There are many options here:

  1. Refuse to run without telling you what the problem is (I've seen this before)
  2. Refuse to run and tell you that there are duplicate headers
  3. Refuse to run and tell you which headers are duplicated
  4. Run and simply ignore any entries with duplicate headers
  5. Run and simply ignore any entries with duplicate headers, and report the duplicates
  6. Check whether entries with duplicate headers also have duplicate sequences. This could potentially reveal whether it is a genuine duplication of the entire entry, or whether different genes/sequences just happen to share the same name/identifier (this is possible, if not unlikely, with short gene names from different species).
  7. Check for duplicate headers, report on duplicates, but don't stop the program running and instead add an extra character to duplicate headers to make them unique (e.g. append .1, .2, .3 etc)

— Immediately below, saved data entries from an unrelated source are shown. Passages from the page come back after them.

PR #1464, opened 2021-03-11
The limit of 10 open documents has been removed from Collabora Online…

### LINKED ISSUE #1463: CODE docker limit is no more
On https://nextcloud.com/collaboraonline/ we can read:

`Issue: Collabora Online doesn't handle my 100 users.
This docker image is designed for home usage with a limited numbers of users and 10 open documents. If you need a more scalable solution, consider a support subscription for a reliable, business-ready online office experience.`

Since October, 2020 the limit of 10 documents has been removed.

timar:
… Development Edition (fixes #1463)


jospoortvliet:
I will re-add the item, to keep the "if you need a more scalable solution...' part, though ;-)

PR #1483, opened 2021-05-20
comment out ransomware sections

jospoortvliet:
Sadly, the very cool and useful ransomware protection app is currently undergoing a rewrite and not available until that is done. So for now, let's not point to it or talk about it, that can be seen as misleading.


LukasReschke (approved):
Thanks :)

PR #1489, opened 2021-06-02
Add RSS feed with alternatives

LukasReschke:
Ref https://github.com/nextcloud/security-advisories/discussions/25

@jospoortvliet WDYT? It's the old feed and a new entry:

> We have moved our new security advisories to GitHub Security Advisories. If you rely on a RSS feed, you can find alternatives discussed in https://github.com/nextcloud/security-advisories/discussions/25.

### DIFF
--- a/advisories/advisories.rss
+++ b/advisories/advisories.rss
@@ -1,0 +1,671 @@
+<?xml version="1.0" encoding="UTF-8" ?>
+<rss version="2.0" xmlns:atom="http://www.w3.org/2005/Atom">
+<channel>
+ <title>Nextcloud Security Advisories RSS Feed</title>
+ <link>https://nextcloud.com/security/advisories/</link>
+ <description>The Nextcloud security advisories as a RSS feed</description>
+ <ttl>1800</ttl>
+  <item>
+  <title>Security Advisories are moving to GitHub Security Advisories</title>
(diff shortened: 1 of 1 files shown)


jospoortvliet (approved):

m-ueberall:
Would it be possible to simply redirect [the old URI](https://help.nextcloud.com/t/security-advisories-rss-feed-broken-again/117625?u=m_ueberall) to the feed mentioned in nextcloud/security-advisories#25? This should minimize the required work on user side. (If I'm not mistaken, in this way, users should temporarily see some duplicates in the worst case.)

esbeeb:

The last option is the most work for the programmer but will catch most errors and problems. But how many of us would ever take that much time to catch what might be user error, but which might be a glitch in the FASTA export routine of a different program?

This whole scenario gets messier still when you consider that some institutions (I'm looking at you NCBI) have imposed their own guidelines on FASTA description lines. In the original twitter thread, Matt MacManes suggested that FASTA headers be no longer than 100 characters. Sounds good in practice, but then you run into entries from databases like FlyBase such as this one:

>FBgn0046814 type=gene; loc=2L:complement(9950437..9950455); ID=FBgn0046814; name=mir-87; dbxref=FlyBase:FBgn0046814,FlyBase:FBan0032981,FlyBase_Annotation_IDs:CR32981,GB:AE003626,MIR:MI0000382,flight:FBgn0046814,flymine:FBgn0046814,hdri:FBgn0046814,ihop:1478786; derived_computed_cyto=30F1-30F1%3B Limits computationally determined from genome sequence between @P{EP}CG5899<up>EP701</up>@ and @P{EP}CG4747<up>EP594</up>@%26@P{lacW}l(2)k13305<up>k13305</up>@; gbunit=AE014134; MD5=10a65ff8961e4823bad6c34e37813302; length=19; release=r5.21; species=Dmel;
TGAGCAAAATTTCAGGTGT

That's 555 characters of FASTA description for 20 characters of sequence. You would hope that this FASTA header line is unique!